Israeli American musician (born 1984)

Tali Rubinstein (טלי רובינשטיין; born 15 August 1984) is an Israeli American contemporary jazz and classical recorder player, vocalist, composer, and educator. She has been featured as a songwriter and performer on a Latin Grammy winning album, and was listed as an artist on president Barack Obama's favorite songs of 2018. She is a pioneer on the instrument and the first recorder player to be well versed in myriad styles of music, performing across the world with classical orchestras, her jazz quartet, collaborating frequently with Javier Limón, Paco de Lucía's band, and Brooklyn Raga Massive, among many others.

== Biography ==
=== Early life ===
Tali grew up in Israel, studying Early music on the recorder with her teacher Bracha Kol (he). She went to the Thelma Yellin High School for the Arts and graduated with honors. When she was 20, she went to Tel Aviv University to study classical music and math, but wasn't sure that was what she wanted to do and decided to take a break. Around this time, she enrolled in the Rimon School of Jazz and Contemporary Music, where she studied jazz and improvisation along with learning more about contemporary music, and this led to her deciding to pursue this fully as a career.

=== Music career ===
She attended the Rimon School of Jazz and Contemporary Music and later was the first recorder player to study at the Berklee College of Music in Boston, Massachusetts. After finishing her studies at Berklee in 2014, she was based in Brooklyn, New York, and starred in a YouTube series that documented her life living as a recorder player in NYC.

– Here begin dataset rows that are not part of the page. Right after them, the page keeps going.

PR #1330, opened 2021-10-27
Present the actual error message from raise_error

### LINKED ISSUE #137: Allow configuring exceptions raise_error should capture to display webmock errors correctly
I'm doing: `expect { call }.to raise_error(/ABORTED/)`

this triggers a http request and then it ends up as:
```
       expected /ABORTED/, got #<WebMock::NetConnectNotAllowedError: Real HTTP connections are disabled. Unregistered request: GET h...e.sk/projects/sfn_kubernetes/stages")
```

but what I want to see is:
```
     WebMock::NetConnectNotAllowedError:
       Real HTTP connections are disabled. Unregistered request: GET https://samson.zende.sk/locks with body '{"per_page":100,"page":1}' with headers {'Accept'=>'application/json', 'Accept-Encoding'=>'gzip;q=1.0,deflate;q=0.6,identity;q=0.3', 'Authorization'=>'Bearer a', 'Content-Type'=>'application/json', 'User-Agent'=>'Ruby'}

       You can stub this request with the following snippet:
blah blah
```

... this does not surface though since `raise_error` captures `Exception` and not `StandardError` like `minitest` does.
I assume changing the default would be too disruptive, so I'd suggest we make that configureable ?

workaround I'm using atm:
```ruby
  undef :raise_error
  undef :raise_exception
  def expect_error(regex)
    yield
  rescue StandardError => e
    raise unless e.message.match?(regex)
  else
    raise "Nothing raised"
  end
```

### LINKED ISSUE #1190: Allow configuring exceptions raise_error should capture to display webmock errors correctly
I'm doing: `expect { call }.to raise_error(/ABORTED/)`

this triggers a http request and then it ends up as:
```
       expected /ABORTED/, got #<WebMock::NetConnectNotAllowedError: Real HTTP connections are disabled. Unregistered request: GET h...e.sk/projects/sfn_kubernetes/stages")
```

but what I want to see is:
```
     WebMock::NetConnectNotAllowedError:
       Real HTTP connections are disabled. Unregistered request: GET https://samson.zende.sk/locks with body '{"per_page":100,"page":1}' with headers {'Accept'=>'application/json', 'Accept-Encoding'=>'gzip;q=1.0,deflate;q=0.6,identity;q=0.3', 'Authorization'=>'Bearer a', 'Content-Type'=>'application/json', 'User-Agent'=>'Ruby'}

       You can stub this request with the following snippet:
blah blah
```

... this does not surface though since `raise_error` captures `Exception` and not `StandardError` like `minitest` does.
I assume changing the default would be too disruptive, so I'd suggest we make that configureable ?

genehsu:
Fixes rspec/rspec#137 

Display the actual error message of the raised error when a raise_error
assertion fails.  The failure message will now include the error message
on a separate line followed by the backtrace.  If there is no error
message, only the backtrace will be shown.

If this approach is not correct, then please close this PR without prejudice 😃

### DIFF
--- a/lib/rspec/matchers/built_in/raise_error.rb
+++ b/lib/rspec/matchers/built_in/raise_error.rb
@@ -238,10 +238,10 @@ module RSpec
           return " but nothing was raised" unless @actual_error
 
           backtrace = format_backtrace(@actual_error.backtrace)
-          [
-            ", got #{description_of(@actual_error)} with backtrace:",
-            *backtrace
-          ].join("\n  # ")
+
+          ", got #{description_of(@actual_error)}" +
+            error_message_text +
+            text_with_indent(" with backtrace:", backtrace)
         end
 
         def expecting_specific_exception?
@@ -256,6 +256,25 @@ module RSpec
         def warning
           warning = "Actual error raised was #{description_of(@actual_error)}. "
           warning if @actual_error
+        end
+
+        private
+
+        def error_message_text
+          return '' if @actual_error.message.nil? || @actual_error.message.empty?
+          return '' if @actual_error.message == @actual_error.class.to_s
+
+          text_with_indent(" with message:", @actual_error.message.split(/\n/)) +
+            "\nand"
+        end
+
+        INDENT = ["\n  # ".freeze].freeze
+
+        def text_with_indent(prefix, text_lines)
+          text_lines = Array(text_lines)
+          message_text = [prefix]
+          message_text += ([INDENT] * text_lines.size).zip(text_lines)
+          message_text.join
         end
       end
       # rubocop:enable RescueException
--- a/spec/rspec/matchers/built_in/raise_error_spec.rb
+++ b/spec/rspec/matchers/built_in/raise_error_spec.rb
@@ -105,11 +105,35 @@ RSpec.describe "expect { ... }.to raise_error" do
   end
 
   it "fails if a different error instance is thrown from the one that is expected" do
-    s = StandardError.new("Error 1")
+    error = StandardError.new("Error 1")
     to_raise = StandardError.new("Error 2")
     expect do
-      expect { raise to_raise }.to raise_error(s)
-    end.to fail_with(Regexp.new("expected #{s.inspect}, got #{to_raise.inspect} with backtrace"))
+      expect { raise to_raise }.to raise_error(error)
+    end.to fail_with(Regexp.new("expected #{error.inspect}, got #{to_raise.inspect} with message:\n  # Error 2\nand with backtrace:"))
+  end
+
+  it "fails without a message if a different error instance is thrown from the one that is expected" do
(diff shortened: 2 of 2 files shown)


lib/rspec/matchers/built_in/raise_error.rb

She released her first single "Falling" as a solo artist in 2018 on Javier Limon's label, Casa Limon Music. In February 2021, she released a duo album called "Cybird" with harpsichord and piano player Apollonio Maeillo.

== Other work ==
In 2017, Tali was a special guest on Univision's U-Lab White Sessions, where she was interviewed and performed some of her songs with Alain Mallet, and Nêgah Santos. She also was a featured performer in October at the Sopot Jazz Festival with Greg Osby.

In 2018, Carnegie Hall produced six educational videos with Tali for beginner recorder players.

In 2019, she was featured as part of a SpongeBob SquarePants 2-part Nickelodeon YouTube series for learning how to play some songs on the recorder.

She composed the music for David Trueba's 2020 film, "A este lado del mundo", along with Javier Limón, and Layth Sidiq. She also scored the 2015 short film, "Drifting", by Roee Messinger.

== Discography ==

=== As a leader ===
- Lullaby (with Noam Shacham, 2012)
- Tal y Tali (Casa Limón, 2014)
- Cybird (with Apollonio Maiello, 2021)

=== As a guest ===
With Javier Limón
- Promesas de Tierra (Casa Limón, 2013)
- Entre 20 Aguas: A La Música De Paco De Lucía (Casa Limón, 2015)
- Refugio Del Sonido (Casa Limón, 2016)
- OQ (IMG Artists, 2018)

With Alain Mallet
- Mutt Slang (ETrain, 2018)
- Mutt Slang 2 (Origin, 2020)

With David Broza
- En Casa Limón (S-Curve, 2020)

With Tonina
- Black Angel (Casa Limón, 2018)

With Wildes Holz
- Freunde (HOLZ, 2018)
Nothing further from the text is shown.